Light pulses are a perfect tool for studies of ultrafast dynamic processes in nature. In our laboratories we use the terahertz waves to study the behavior of materials on a very fast time scale – vibrations in biological molecules, motion of electrons in semiconductors and polymers, and behavior of charges in such liquids as watter.
Terahertz waves are extremely promising for nondestructive analysis in advanced materials, including many types of composites and layered structures. More over, terahertz light can penetrate clothing and packing materials, and can identify dangerous chemicals, such as explosives. In our group develop imaging and sensing technologies using light at terahertz frequencies.
The terahertz frequency range has high potential for use in communications at ultrahigh speed. At DTU Fotonik we develop terahertz photonic crystal fibers for communication and medical application. We also investigate properties of various terahertz waveguides.
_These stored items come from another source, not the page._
PR #434, opened 2024-06-07
Add InputTimeComp and fix some bugs

yang1666204:
## Summary
1. Add a custom form component `InputTimeComp` to support selecting time units.
2. Add a drawer component instead of jumping to other pages.
3. Fix some bugs.

### DIFF
--- a/ui/src/pages/Alert/Event/index.tsx
+++ b/ui/src/pages/Alert/Event/index.tsx
@@ -22,13 +22,22 @@ import type { ColumnsType } from 'antd/es/table';
 import dayjs from 'dayjs'
 import AlarmFilter from '../AlarmFilter';
 import { sortEvents } from '../helper';
+import RuleDrawerForm from '../Rules/RuleDrawerForm';
+import { useState } from 'react';
 const { Text } = Typography;
 
 export default function Event() {
   const [form] = Form.useForm();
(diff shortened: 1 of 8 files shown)


ui/src/pages/Alert/Event/index.tsx
```diff
@@ -22,13 +22,22 @@ import type { ColumnsType } from 'antd/es/table';
...
 const { Text } = Typography;
 
 export default function Event() {
   const [form] = Form.useForm();
+  const [drawerOpen,setDrawerOpen] = useState<boolean>(false);
+  const [editRuleName, setEditRuleName] = useState<string>();
   const { data: listAlertsRes, run: getListAlerts } = useRequest(
     alert.listAlerts,
   );
+  const editRule = (rule:string)=>{
```
powerfooI, line 36: This file seems not to be formatted.

powerfooI (changes requested):

ui/src/pages/Alert/Event/index.tsx
yang1666204: Maybe I need a tool that automatically formats before submitting.

powerfooI: Yes, you'd better add a step in husky hook before real commit.

powerfooI (approved):
LGTM

PR #437, opened 2024-06-12
update config in charts, support specify id when upgrade route

chris-sun-star:
## Summary

fix configs for chart of oceanbase-dashboard
specify id when upgrade alarm route

### DIFF
--- a/charts/oceanbase-dashboard/templates/prom-rule-config.yaml
+++ b/charts/oceanbase-dashboard/templates/prom-rule-config.yaml
@@ -8,7 +8,7 @@ metadata:
     name: {{ .Release.Name }}-prometheus-rules-conf
 data:
   prometheus.rules: |-
-    groups:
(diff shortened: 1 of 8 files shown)


charts/oceanbase-dashboard/templates/prom-rule-config.yaml
```diff
@@ -8,7 +8,7 @@ metadata:
     name: {{ .Release.Name }}-prometheus-rules-conf
 data:
   prometheus.rules: |-
-    groups:
+    {{`groups:
```
powerfooI, line 11: What is the usage of this pair of `{{` and `}}`

chris-sun-star: to escape all the template marker {{ xx }}  in the config

powerfooI (approved):
LGTM

PR #439, opened 2024-06-12
Rule default

chris-sun-star:
## Summary

set default value of alarm rule's type
clean yum cache files after install mysql in dashboard's dockerfile, it will reduce the image size about 60M


powerfooI (approved):
LGTM

PR #452, opened 2024-06-14
Fix some bugs

yang1666204:
## Summary

1. Fix the problem of wrong request timing.
2. Fix the text display error of `palceholder`.
3. Disable editing of rule names when editing rule configuration.
4. Optimize the display of the list.

### DIFF
--- a/ui/src/pages/Alert/Rules/RuleDrawerForm.tsx
+++ b/ui/src/pages/Alert/Rules/RuleDrawerForm.tsx
@@ -124,53 +124,41 @@ export default function RuleDrawerForm({
           <Col span={16}>
             <Form.Item
               name={'name'}
-              rules={
-                isEdit
-                  ? [
-                      {
-                        required: true,
-                        message: intl.formatMessage({
-                          id: 'src.pages.Alert.Rules.B7B764AE',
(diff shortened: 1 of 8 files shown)


ui/src/pages/Alert/Rules/RuleDrawerForm.tsx
```diff
@@ -124,53 +124,41 @@ export default function RuleDrawerForm({
...
+                  },
+                },
+              ]}
               label={intl.formatMessage({
                 id: 'src.pages.Alert.Rules.14235DA8',
                 defaultMessage: '告警规则名',
               })}
             >
               <Input
+                disabled={isEdit}
```
powerfooI, line 161: Why disable the `Input` when `isEdit` is `true`?

powerfooI (changes requested):

ui/src/pages/Alert/Rules/RuleDrawerForm.tsx
yang1666204: Modifying the rule name will add a new rule. The backend determines the uniqueness of the rule by the rule name.

powerfooI (approved):

PR #458, opened 2024-06-18
fix duplicated silence labels and inactive observer rule config

chris-sun-star:
## Summary

fix duplicated silencer label config
fix alarm rule config for inactive servers


powerfooI (approved):
LGTM

PR #468, opened 2024-06-24
Resole some bugs and optimize the code

yang1666204:
## Summary

1. When selecting `tenants` or `observers`, filter out the corresponding cluster.(ui/src/pages/Alert/helper.ts)
image

3. Add some mock data to reproduce the defect.
4. Remove `Col` from the public component.
5. format code.


ui/src/pages/Alert/Shield/ShieldObjInput.tsx
```diff
@@ -145,28 +149,32 @@ export default function ShieldObjInput({
...
-              maxCount={1}
-              allowClear
-              options={getOptionsFromType(clusterFormName[1])}
-              placeholder={intl.formatMessage({
-                id: 'src.pages.Alert.Shield.B0133BD9',
-                defaultMessage: '请选择集群',
-              })}
-            />
+          <Form.Item noStyle dependencies={[nextFormName]}>
+            {() => (
```
powerfooI, line 153: Why use `{() => <Component />}` instead of `<Component />` here?

ui/src/pages/Cluster/Detail/Overview/ZoneTable.tsx
```diff
@@ -137,8 +137,8 @@ export default function ZoneTable({
   };
   const handleDelete = async (zoneName: string) => {
     const res = await deleteObzoneReportWrap({
-      ns,
-      name,
+      ns:ns!,
```
powerfooI, line 140: Add spaces here.

ui/src/pages/Cluster/New/index.tsx
```diff
@@ -103,11 +103,13 @@ export default function New() {
         style={{ marginBottom: 56 }}
       >
         <Row gutter={[16, 16]}>
-          <BasicInfo
-            passwordVal={passwordVal}
-            setPasswordVal={setPasswordVal}
-            form={form}
-          />
+          <Col span={24}>
```
powerfooI, line 106: Why add `Col` here and delete `Col` somewhere else.

ui/src/pages/Tenant/Detail/Backup/index.tsx
```diff
@@ -1,35 +1,37 @@
...
-            backupPolicyRefresh();
-          },REFRESH_TENANT_TIME)
+  const { refresh: backupPolicyRefresh, loading } = useRequest(
+    getBackupPolicy,
+    {
+      defaultParams: [{ ns, name }],
+      onSuccess: ({ successful, data }) => {
+        if (successful) {
+          setBackupPolicy(data);
+          if (!BACKUP_RESULT_STATUS.includes(data.status)) {
```
powerfooI, line 26: Add comparison `timerRef.current != null` here.

ui/src/pages/Tenant/index.tsx
```diff
@@ -1,73 +1,81 @@
...
+    data: tenantsListResponse,
+    refresh: reGetAllTenants,
+    loading,
+  } = useRequest(getAllTenants, {
+    onSuccess: ({ data, successful }) => {
+      if (successful) {
+        const operatingTenant = data.find(
+          (tenant) => !RESULT_STATUS.includes(tenant.status),
+        );
+        if (operatingTenant) {
```
powerfooI, line 32: Add comparison for `timerRef.current` and `null` here.

powerfooI (changes requested):

ui/src/pages/Alert/Shield/ShieldObjInput.tsx
yang1666204: If you use `<Component />` directly, it will not be rendered. Maybe in `antd`'s view, these two ways of writing are different.
image

ui/src/pages/Cluster/New/index.tsx
yang1666204: Original writing:`<Row><Component /></Row> function Component(){ return <Col>....</Col> }` 
I think `Component` is a public component, and `Col` should be handled by its parent component.

powerfooI (approved):
LGTM

PR #472, opened 2024-06-26
Solve the problem of selecting masked objects

yang1666204:
## Summary

1. Manually add the default tenant sys.
image

3. Add restrictions: Only allow tenants or observers in the current cluster to be selected.
image

5. Get the tenant name from the property `tenantName` instead of `name`.


powerfooI (approved):
LGTM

We develop the Optical Coherence Tomography (OCT) imaging technique for different application areas both within and outside the biomedical field. This non-invasive optical imaging technique is based on the use of a broadband near-infrared light source and low-coherent interferometry. It allows real-time 2D and 3D visualization of the internal structure of highly scattering materials (fx biological tissue) with micrometer resolution and millimeter penetration depth. Our main current focus in terms of application areas of OCT are within developmental biology (heart development studies), experimental lung research, ophthalmology, and non-destructive testing (NDT).
Furthermore, we are developing our invented and patented GPC-platform to be used in a number of applications requiring spatio-temporal light-beam encoding such as the generation of multiple beam optical trapping and manipulation, optical encryption or phase-visualization applications like wavefront sensing. Recently, an all-optical biophotonics workstation has been developed on this research platform.